From the data below, copy out every line in which the word "display" occurs.

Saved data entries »
□ □ □

PR #380, opened 2024-12-05
Fix code scanning alert no. 1: Information exposure through an exception

jonespm:
Fixes [https://github.com/tl-its-umich-edu/instructor-tools/security/code-scanning/1](https://github.com/tl-its-umich-edu/instructor-tools/security/code-scanning/1)

To fix the problem, we should modify the `lti_error` function to log the detailed error message on the server and return a generic error message to the end user. This approach ensures that sensitive information is not exposed while still allowing developers to access the detailed error logs for debugging purposes.

1. Modify the `lti_error` function to log the detailed error message.
2. Return a generic error message in the JSON response.

_Suggested fixes powered by Copilot Autofix. Review carefully before merging._

### DIFF
--- a/backend/canvas_app_explorer/lti1p3.py
+++ b/backend/canvas_app_explorer/lti1p3.py
@@ -66,7 +66,7 @@ def lti_error(error_message: Any) -> JsonResponse:
     :return: JsonResponse, with status 500
     """
     logger.error(f'LTI error: {error_message}')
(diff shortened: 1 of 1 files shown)


jonespm:
It was indicated that this error will not contain sensitive information and it makes resolving this issue faster if the user can provide a more specific issue.

PR #401, opened 2025-03-06
issue_386 updated the Django version to 4.2.20

zqian:


zqian:
How about moving it to 4.2.20, same the version in MyLA tool?

jonespm:
Yeah, dependabot should go all the way up but is the GH Action is failing for some reason. Was hoping that updating this config would get it going.

zqian:
OK, moved up to Django 4.2.20

zqian:
close the PR since the upgrade was done in #404

PR #412, opened 2025-04-01
issue_402 added field launch_url

zqian:
- added launch_url field to lti tool table
- the launch_url field is not null for non_LTI tools
- display "LAUNCH" button for non_lti tools


backend/canvas_app_explorer/models.py
```diff
@@ -40,6 +40,7 @@ class LtiTool(models.Model):
     support_resources = HTMLField()
     canvas_placement = models.ManyToManyField(CanvasPlacement)
     internal_notes = HTMLField(blank=True, null=True, help_text="a place to put helpful info for admins, not visible to users")
+    launch_url = models.CharField(max_length=255, blank=True, null=True)
```
jonespm, line 43: Not sure if we'll have to have long URL's but should _probably_ match the URL Length limit of 2048

backend/canvas_app_explorer/views.py
```diff
@@ -36,7 +38,8 @@ def list(self, request: Request) -> Response:
 
         logger.debug('available_tools: ' + ', '.join([tool.__str__() for tool in available_tools]))
         available_tool_ids = [t.id for t in available_tools]
-        queryset = models.LtiTool.objects.filter(canvas_id__isnull=False, canvas_id__in=available_tool_ids)\
+        queryset = models.LtiTool.objects.filter(Q(canvas_id__isnull=False, canvas_id__in=available_tool_ids)#).order_by('name')
```
jonespm, line 41: Should remove this unused comment. 

Nitpick: The new `.order_by` could probably also be better aligned or put on the preceding line if it fits.

backend/canvas_app_explorer/models.py
zqian: updated to 2028

backend/canvas_app_explorer/views.py
zqian: Done!

frontend/app/components/ToolCard.tsx
```diff
@@ -128,18 +128,30 @@ export default function ToolCard (props: ToolCardProps) {
...
-                  disabled={updateToolNavLoading}
-                  onClick={() => doUpdateToolNav({ canvasToolId: tool.canvas_id, navEnabled: false })}
-                />
-              )
-              : (
-                <AddToolButton
-                  disabled={updateToolNavLoading}
-                  onClick={() => doUpdateToolNav({ canvasToolId: tool.canvas_id, navEnabled: true })}
-                />
+                <Button
```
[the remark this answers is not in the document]
zqian: Done!

zqian:
@jonespm I have addressed all comments. Please review again! Thanks!

backend/canvas_app_explorer/models.py
jonespm: This also needs to be updated in the model here.

Also looking at this we should add help_text which would display for the admin. I'm trying to remember if the idea was that either the canvas_id OR the launch_url be added? What if there's values in both?

backend/canvas_app_explorer/admin.py
```diff
@@ -14,7 +14,8 @@ class LtiToolAdmin(admin.ModelAdmin):
         'privacy_agreement',
         'support_resources',
         'canvas_placement',
-        'internal_notes'
+        'internal_notes',
+        'launch_url',
```
jonespm, line 18: `launch_url` kind of gets lost down at the end of the form. The tuple order controls the form order.

I'd consider moving it up the list, either in the same line as `canvas_id` (like how `logo_image` is grouped) or immediately after `canvas_id`. If the `help_text` was defined on both or one of these fields it would make it clearer how to define this for an admin.

backend/canvas_app_explorer/models.py
jonespm: In testing, if `launch_url` is defined it doesn't matter what value is in `canvas_id`

So maybe help_text for launch_url should be something like.

"A link that will directly be launched by clicking on this card. If this is value is set then canvas_id is ignored"

zqian: help_text added!

backend/canvas_app_explorer/admin.py
zqian: moved the help_text up, next to canvas_id

jonespm:
Okay I think this looks better than works as described.

image

jonespm (approved):
Tested this and works as expected.

PR #458, opened 2023-05-25
Import starknet ff serde in std

tdelabro:
# Pull Request type

- Bugfix

- in primitives, `starknet-ff` was imported without the `serde` feature. Making it impossible to compile with `std` feature because the serde derivation on `Felt252Wrapper` failed.
- `one`, `two` and `tree` were functions

## What is the new behavior?

- `starknet-ff` is now imported with `serde` feature` when building `primitive` with `std` feature
- `ONE` `TWO` `THREE` are now constants and `MAX` is introduced

no

### DIFF
--- a/crates/pallets/starknet/src/lib.rs
+++ b/crates/pallets/starknet/src/lib.rs
@@ -787,7 +787,7 @@ impl<T: Config> Pallet<T> {
     #[inline(always)]
     pub fn parent_block_hash(current_block_number: &U256) -> Felt252Wrapper {
         if current_block_number == &U256::zero() {
-            Felt252Wrapper::zero()
+            Felt252Wrapper::ZERO
         } else {
             Self::block_hash(current_block_number - 1)
         }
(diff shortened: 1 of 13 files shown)


crates/primitives/starknet/Cargo.toml
```diff
@@ -25,7 +25,9 @@ starknet-ff = { workspace = true, default-features = false, features = [
 	"alloc",
 ] }
 poseidon_hash = { workspace = true, default-features = false }
-blockifier = { workspace = true, default-features = false, features = ["testing"]}
+blockifier = { workspace = true, default-features = false, features = [
+	"testing",
```
ClementWalter, line 29: it looks like we don't all have the same formatter, not sure how to standardize this though, may investigate

LucasLvy (approved):
lgtm

ClementWalter (approved):

crates/primitives/starknet/Cargo.toml
tdelabro: Better TOML
Id: bungcip.better-toml
Description: Better TOML Language support
Version: 0.3.2
Publisher: bungcip
VS Marketplace Link: https://marketplace.visualstudio.com/items?itemName=bungcip.better-toml

tdelabro: I have this VS code extension enabled. It's probably the one messing with TOMLs

PR #474, opened 2023-05-27
feat: add `Felt252Wrapper` for `nonce` and `max_fees`

bajpai244:
# Pull Request type

- Feature

The current transaction types use `U256` for `nonce` and `max_fees`.

Resolves: #456 

## What is the new behavior?

This PR makes the type of `nonce` and `max_fees` -> `Felt252Wrapper`.

### DIFF
--- a/tests/util/starknet.ts
+++ b/tests/util/starknet.ts
@@ -2,8 +2,9 @@ import "@keep-starknet-strange/madara-api-augment";
 import { type ApiPromise } from "@polkadot/api";
 import { type ApiTypes, type SubmittableExtrinsic } from "@polkadot/api/types";
 import { type ISubmittableResult } from "@polkadot/types/types";
-import { stringify, u8aWrapBytes } from "@polkadot/util";
+import { stringify, u8aWrapBytes, numberToU8a } from "@polkadot/util";
 import erc20Json from "../contracts/compiled/erc20.json";
+import { numberToU832Bytes } from "./utils";
 export async function sendTransactionNoValidation(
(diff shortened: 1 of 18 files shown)


tests/util/starknet.ts
```diff
@@ -248,7 +249,7 @@ export function transfer(
     version: 1, // version of the transaction
     signature: [], // leave empty for now, will be filled in when signing the transaction
     sender_address: contractAddress, // address of the sender contract
-    nonce: nonce || 0, // nonce of the transaction
+    nonce: numberToU832Bytes(nonce ? nonce : 0), // nonce of the transaction
```
bajpai244, line 252: If you are wondering about this function, when running the typescript tests for the extrinsic, after changing nonce to Felt252Wrapper, it was expecting it to be in a 32 bytes format, hence this utility was added which converts the nonce to a 32 bytes uint format.

tests/util/utils.ts
```diff
@@ -24,6 +25,11 @@ export function toBN(value: BigNumberish) {
   return number.toBN(value);
 }
 
+// Convert a BigNumberish to a 32 byte uint array
+export function numberToU832Bytes(value: number) {
```
bajpai244, line 29: This [comment](https://github.com/keep-starknet-strange/madara/pull/474/files#r1207781425) explains why this utility was added.

abdelhamidbakhta (approved):
Lgtm

bajpai244:
Lgtm ser 🚀

Issue #463, opened 2023-05-26
dev: unify all error enum declaration using thiserror_no_std in runtime context and this_error in client


Eikix:
To declare our error system, we use the thiserror crate. It has a no_std version for the runtime.

Some errors are declared as simple enums. We need to convert these to thiserror_no_std / this_error depending on the context.

1. Find errors declared as simple enums.
2. Find the proper way to convert them to this_error enums, respecting the structure and intent of the codebase.
3. When you come accross a pallet error declaration, ignore it. It is a substrate specific error declaration (dispatch error), it should not be changed.
4. Convert all "raw" enum errors to this_error enum errors

Examples of how it should be ✅:
https://github.com/keep-starknet-strange/madara/blob/main/crates/primitives/starknet/src/execution/contract_class_wrapper.rs#L61

Examples of how it should not be ❌:
https://github.com/keep-starknet-strange/madara/blob/ae4771234a1c37f03fc000ac57e9094d3842f139/crates/primitives/starknet/src/starknet_serde/mod.rs#L51

https://github.com/keep-starknet-strange/madara/blob/ae4771234a1c37f03fc000ac57e9094d3842f139/crates/primitives/starknet/src/transaction/types.rs#L30

Note from Abdel:
> I am wondering if we can't derive [here](https://github.com/keep-starknet-strange/madara/blob/ae4771234a1c37f03fc000ac57e9094d3842f139/crates/primitives/starknet/src/starknet_serde/mod.rs#L51) because some of those errors that have Felt252WrapperError inside. But yeah if we can derive them that's better. Worth trying

chirag-bgh:
I can take this.

rkdud007:
I wanna handle this one!

PR #477, opened 2023-05-28
unify all error enum declaration

rkdud007:
# Pull Request type

dev: unify all error enum declaration using thiserror_no_std in runtime context and this_error in client #463

Resolves: #463 

## What is the new behavior?

- Unified all error declaration using `use thiserror_no_std::Error;`.

- but the Error declared in /pallets crates, cannot unified because it depend on external error declaration which doesn't have Error derive

NO


abdelhamidbakhta (approved):
lgtm

PR #491, opened 2023-05-29
Fix CI benchmark

ClementWalter:
# Pull Request type

- Bugfix
- Build-related changes

The Benchmark Action fails not because of the performance checks but because of a file not found error.

## What is the new behavior?

Removed the loading of a file in the shared constant file but put it right in the test.

No

## Other information

The typescript part of the project could be refactored in a monorepo fashion.


abdelhamidbakhta (approved):
Lgtm

PR #494, opened 2023-05-30
feat: make chain_id configurable

chirag-bgh:
# Pull Request type

- Bugfix
- Feature
- Build-related changes
- Testing
- Other (please describe):

Resolves: #364 

## What is the new behavior?

-
-
-


crates/primitives/starknet/src/crypto/commitment/mod.rs
```diff
@@ -202,8 +202,7 @@ where
     let nonce = FieldElement::from_bytes_be(&nonce.into()).unwrap();
     let version = FieldElement::from_byte_slice_be(&version.to_be_bytes()).unwrap();
     let tx_prefix = FieldElement::from_byte_slice_be(tx_prefix).unwrap();
-    // TODO: make it configurable
-    // FIXME: https://github.com/keep-starknet-strange/madara/issues/364
+
```
LucasLvy, line 205: take the chain id as argument so you don't have it hardcoded here

LucasLvy (changes requested):
Small change otherwise looks good

crates/primitives/starknet/src/crypto/commitment/mod.rs
chirag-bgh: Then we might have to add `chain_id`  as input parameter here as well
https://github.com/keep-starknet-strange/madara/blob/151dffb9bb120e45163bf7ff3c5e366ce4b5f78a/crates/primitives/starknet/src/transaction/types.rs#L340

LucasLvy (changes requested):
Change the chain id to be a`Felt252Wrapper` in the substrate storage. Create a getter 
like that (unsafe is fine here as it has to be an utf-8 string in the genesis config (if you think it's not then don't use the unsafe version):
```rust
    #[inline(always)]
    pub fn chain_id_str() -> String {
        unsafe { from_utf8_unchecked(&Self::chain_id().0.to_bytes_be()).to_string() }
    }
    ```
and the genesis config should take the chain id as a string `SN_GOERLI` for example and then convert it into a felt to save it in the storage. 
Let me know if that's unclear

LucasLvy (approved):
lgtm

Issue #498, opened 2023-05-30
bug: Add a timeout for Benchmarking


d-roak:
# Bug Report
**Madara version:** c49f2c8

**Current behavior:**
The Benchmark workflow stays in an infinite loop when trying to connect to a failed RPC endpoint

□ □ □

Finished exercise »
- display "LAUNCH" button for non_lti tools
Also looking at this we should add help_text which would display for the admin. I'm trying to remember if the idea was that either the canvas_id OR the launch_url be added? What if there's values in both?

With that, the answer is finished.